世界で1台『マッチのマーチ』が登場!レストア担当は現役の学生たち #TAS2026【日本版編集長コラム#64】
公開 : 2026.01.11 11:35
AUTOCAR JAPAN編集長ヒライによる、『日本版編集長コラム』です。最近乗ったクルマの話、取材を通じて思ったことなどを、わりとストレートに語ります。第64回は東京オートサロン2026に登場した『マッチのマーチ』の話です。
マッチのマーチがあなたの街にリターンマッチ
現在開催中の東京オートサロン2026。私も初日を現地取材させて頂いたが、その盛況ぶりは各車のレポートからも伝わってくるかと思う。
そんな中で私が気になったモデルが、日産ブースに展示された初代『日産マーチ』(K10型)。ご存知、1982年10月22日にデビューしたFFの3ボックスハッチバックだ。

こちらは日産自動車大学校による『マッチのマーチがあなたの街にリターンマッチ』プロジェクトを通じて、学生たちの手によりレストアされたもの。車両自体は近藤真彦が2024年に購入した5ドアのATで、ご本人が『日産メカニックチャレンジ』で学生たちに「MTに載せ替えたい」と話したのがスタートだった。
初代マーチの車名が公募制で、当時のテレビCMで近藤真彦が『マッチのマーチがあなたの街にマッチする』と放ったキメゼリフはあまりにも有名だろう。そのキャッチコピーをプロジェクト名にも採用したわけだ。
歴史を遡ると、初公開は1981年10月30日から11月10日まで開催された『第24回東京モーターショー』で、その時はまだ『日産NX・108』と呼ばれていた。
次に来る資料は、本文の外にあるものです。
PR #261, opened 2023-01-31
TypeSystemPrint: fix print of function types without stack type

pfez:


aleclearmind:
Merged in 04d877a. Thanks!

PR #262, opened 2023-01-31
Improve daemon test log handling

mrjackv:


aleclearmind:
Merged in f3f04ef. Thanks!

こちらはジョルジェット・ジウジアーロが日産へ売り込んだことから始まったという『FF1000cc乗用車』プロジェクトで、そのスタイリングやパッケージは、彼の代表作である初代フォルクスワーゲン・ゴルフ、フィアット・ウーノなどに通じるものがあった。
150万通を超える車名応募
車名の公募が始まったのもほぼ同時で、同年10月27日に概要が発表されている。応募期間は10月29日~12月20日で、決定車応募者の中から30名に実車を賞品ととして贈呈するという、かなり大がかりなもの。ちなみに車名を公募するのは1966年のサニー以来、16年ぶり2度目となった。
この企画は大好評で、11月末時点で150万通(!)を突破。12月1日には、『年末年始の休み中にじっくり車名を考えたい』という要望が大きくなったことなどを考慮して、翌年1月15日までの締め切り延長が発表されている。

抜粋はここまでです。